### [AIM OF THE EXERCISE]
The lines from the start of the records through the one containing "### Expected Behavior" are to be transcribed exactly, and nothing else.

== == ==

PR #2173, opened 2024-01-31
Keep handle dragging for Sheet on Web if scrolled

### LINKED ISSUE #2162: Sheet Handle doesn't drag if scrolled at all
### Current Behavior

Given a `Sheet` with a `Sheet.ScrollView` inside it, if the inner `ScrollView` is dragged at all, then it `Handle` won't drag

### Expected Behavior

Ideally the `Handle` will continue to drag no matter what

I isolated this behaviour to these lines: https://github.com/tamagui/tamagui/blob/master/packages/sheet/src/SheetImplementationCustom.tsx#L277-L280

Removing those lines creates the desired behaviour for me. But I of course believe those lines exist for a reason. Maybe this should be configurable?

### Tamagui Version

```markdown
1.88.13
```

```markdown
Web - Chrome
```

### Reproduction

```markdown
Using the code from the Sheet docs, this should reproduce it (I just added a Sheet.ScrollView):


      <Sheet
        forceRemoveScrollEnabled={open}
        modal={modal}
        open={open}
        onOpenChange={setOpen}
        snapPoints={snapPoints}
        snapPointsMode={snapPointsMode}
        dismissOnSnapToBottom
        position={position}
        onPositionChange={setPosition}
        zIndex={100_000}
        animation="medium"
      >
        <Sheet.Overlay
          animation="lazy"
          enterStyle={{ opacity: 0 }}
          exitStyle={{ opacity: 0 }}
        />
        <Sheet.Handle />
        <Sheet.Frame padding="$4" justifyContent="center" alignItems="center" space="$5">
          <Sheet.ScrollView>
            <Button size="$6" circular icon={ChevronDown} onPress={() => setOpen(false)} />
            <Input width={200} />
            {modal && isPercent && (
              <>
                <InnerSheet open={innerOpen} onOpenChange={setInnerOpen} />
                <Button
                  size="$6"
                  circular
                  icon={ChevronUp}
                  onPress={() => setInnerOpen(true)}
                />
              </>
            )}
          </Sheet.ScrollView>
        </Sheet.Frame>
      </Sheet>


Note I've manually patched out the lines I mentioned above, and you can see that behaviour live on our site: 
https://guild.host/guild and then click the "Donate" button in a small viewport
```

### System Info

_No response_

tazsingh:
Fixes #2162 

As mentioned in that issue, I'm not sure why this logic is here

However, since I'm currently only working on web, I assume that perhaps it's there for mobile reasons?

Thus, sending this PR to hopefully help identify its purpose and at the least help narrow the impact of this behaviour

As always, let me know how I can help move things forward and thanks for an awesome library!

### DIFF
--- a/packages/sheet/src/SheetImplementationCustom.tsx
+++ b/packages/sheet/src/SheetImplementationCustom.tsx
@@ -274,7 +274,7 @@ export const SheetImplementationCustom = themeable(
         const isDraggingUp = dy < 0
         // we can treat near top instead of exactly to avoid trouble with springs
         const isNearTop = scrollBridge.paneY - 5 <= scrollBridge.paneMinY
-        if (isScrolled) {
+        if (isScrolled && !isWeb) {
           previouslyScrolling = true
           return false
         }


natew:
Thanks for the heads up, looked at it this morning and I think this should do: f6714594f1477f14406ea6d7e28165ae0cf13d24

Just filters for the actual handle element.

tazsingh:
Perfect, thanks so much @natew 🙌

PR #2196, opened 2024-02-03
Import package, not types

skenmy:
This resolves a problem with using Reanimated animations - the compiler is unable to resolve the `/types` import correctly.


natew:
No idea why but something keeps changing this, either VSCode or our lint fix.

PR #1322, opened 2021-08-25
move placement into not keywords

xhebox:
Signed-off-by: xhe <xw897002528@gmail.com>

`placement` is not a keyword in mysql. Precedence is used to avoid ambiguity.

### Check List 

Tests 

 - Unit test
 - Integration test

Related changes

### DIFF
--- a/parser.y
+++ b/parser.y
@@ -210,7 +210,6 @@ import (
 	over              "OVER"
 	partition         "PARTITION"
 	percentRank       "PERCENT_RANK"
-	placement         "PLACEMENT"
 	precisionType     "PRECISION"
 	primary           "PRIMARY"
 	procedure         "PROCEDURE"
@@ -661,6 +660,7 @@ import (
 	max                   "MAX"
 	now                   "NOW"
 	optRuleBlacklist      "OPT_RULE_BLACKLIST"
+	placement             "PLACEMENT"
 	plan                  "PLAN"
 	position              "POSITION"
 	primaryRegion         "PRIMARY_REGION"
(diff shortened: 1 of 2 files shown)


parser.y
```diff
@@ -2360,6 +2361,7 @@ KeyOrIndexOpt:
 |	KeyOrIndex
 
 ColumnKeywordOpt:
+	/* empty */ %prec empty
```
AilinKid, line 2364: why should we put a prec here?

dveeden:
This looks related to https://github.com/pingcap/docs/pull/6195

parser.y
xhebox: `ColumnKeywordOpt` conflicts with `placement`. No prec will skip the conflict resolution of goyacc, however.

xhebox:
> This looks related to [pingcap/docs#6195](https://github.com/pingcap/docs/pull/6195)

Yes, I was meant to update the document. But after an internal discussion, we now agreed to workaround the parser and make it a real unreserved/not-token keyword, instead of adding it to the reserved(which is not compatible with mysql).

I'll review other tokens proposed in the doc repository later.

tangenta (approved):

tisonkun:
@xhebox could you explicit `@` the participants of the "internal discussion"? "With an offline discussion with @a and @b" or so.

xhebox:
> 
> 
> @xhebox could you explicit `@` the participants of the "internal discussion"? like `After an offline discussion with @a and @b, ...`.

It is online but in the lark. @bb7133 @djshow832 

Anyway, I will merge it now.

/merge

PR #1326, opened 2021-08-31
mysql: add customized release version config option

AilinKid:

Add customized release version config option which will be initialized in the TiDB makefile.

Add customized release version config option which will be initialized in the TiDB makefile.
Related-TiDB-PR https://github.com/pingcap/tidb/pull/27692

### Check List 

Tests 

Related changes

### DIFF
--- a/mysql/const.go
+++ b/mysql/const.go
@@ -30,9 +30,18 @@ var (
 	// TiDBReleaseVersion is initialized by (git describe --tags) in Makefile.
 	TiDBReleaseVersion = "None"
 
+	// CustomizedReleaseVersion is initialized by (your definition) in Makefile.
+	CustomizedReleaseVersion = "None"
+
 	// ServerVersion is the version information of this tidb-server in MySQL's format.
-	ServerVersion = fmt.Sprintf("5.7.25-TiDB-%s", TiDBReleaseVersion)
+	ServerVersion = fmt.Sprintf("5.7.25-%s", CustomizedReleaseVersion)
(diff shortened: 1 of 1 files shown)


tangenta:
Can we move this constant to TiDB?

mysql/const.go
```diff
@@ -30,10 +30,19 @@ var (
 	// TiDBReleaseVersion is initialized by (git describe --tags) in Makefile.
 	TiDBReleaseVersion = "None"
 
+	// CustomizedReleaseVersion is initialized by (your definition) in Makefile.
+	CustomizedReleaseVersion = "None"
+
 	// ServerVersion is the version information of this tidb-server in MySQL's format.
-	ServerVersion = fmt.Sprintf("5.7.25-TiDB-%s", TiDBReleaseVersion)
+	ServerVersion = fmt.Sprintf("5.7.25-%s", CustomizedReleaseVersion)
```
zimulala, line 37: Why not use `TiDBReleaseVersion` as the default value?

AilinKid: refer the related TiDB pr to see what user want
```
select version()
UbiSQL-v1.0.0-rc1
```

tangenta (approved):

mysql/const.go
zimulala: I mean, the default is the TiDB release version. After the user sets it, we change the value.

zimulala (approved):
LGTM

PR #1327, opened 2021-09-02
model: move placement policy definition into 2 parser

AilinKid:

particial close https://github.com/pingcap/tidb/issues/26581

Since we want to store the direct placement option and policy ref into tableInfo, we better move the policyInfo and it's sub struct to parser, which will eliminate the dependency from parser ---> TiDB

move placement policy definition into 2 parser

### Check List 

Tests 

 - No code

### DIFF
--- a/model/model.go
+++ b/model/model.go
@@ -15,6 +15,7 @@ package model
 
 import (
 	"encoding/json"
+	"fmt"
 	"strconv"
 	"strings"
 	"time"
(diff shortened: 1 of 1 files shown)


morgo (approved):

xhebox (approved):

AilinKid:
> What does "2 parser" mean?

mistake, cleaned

== == ==

### [RESULT OF THE EXERCISE]
PR #2173, opened 2024-01-31
Keep handle dragging for Sheet on Web if scrolled

### LINKED ISSUE #2162: Sheet Handle doesn't drag if scrolled at all
### Current Behavior

Given a `Sheet` with a `Sheet.ScrollView` inside it, if the inner `ScrollView` is dragged at all, then it `Handle` won't drag

### Expected Behavior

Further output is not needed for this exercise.